Dataset entries:
PR #2727, opened 2025-02-16
2726 rewrap imbalance

### LINKED ISSUE #2726: Rewrapping to or from a Set introduces imbalance
Starting with
```
a #{b c|} d
```
Calva Paredit: Rewrap []

Expected:
```
a [b c|] d
```
Actual:
```
a [b ]|} d
```

And also going the other way, starting with
```
[b c|] d
```
Calva Paredit: Rewrap #{}

Expected:
```
#{b c|} d
```
Actual:
```
#{b c|]}d
```

observed in Calva 2.0.485, VS Code 1.97.0

pbwolf:
## What has changed?

- rewrap has been corrected, to position the brackets accurately even when the opening bracket changes in size. This was done by _removing_ code that compensated for the size change when composing a ModelEdit plan. VS Code apparently wants all positions in a transaction of edits to be specified with reference to the unchanged document; as though it sorted edits by position and executed them from end-to-start of the document. To get the same result from the tests' TextEditorEdit emulator in LineInputModel, rewrap sorts its edits back-to-front.*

» **Directions**
In the records above, which lines hold the string "imbalance"? Copy each one.

» **Expected answer**
2726 rewrap imbalance
### LINKED ISSUE #2726: Rewrapping to or from a Set introduces imbalance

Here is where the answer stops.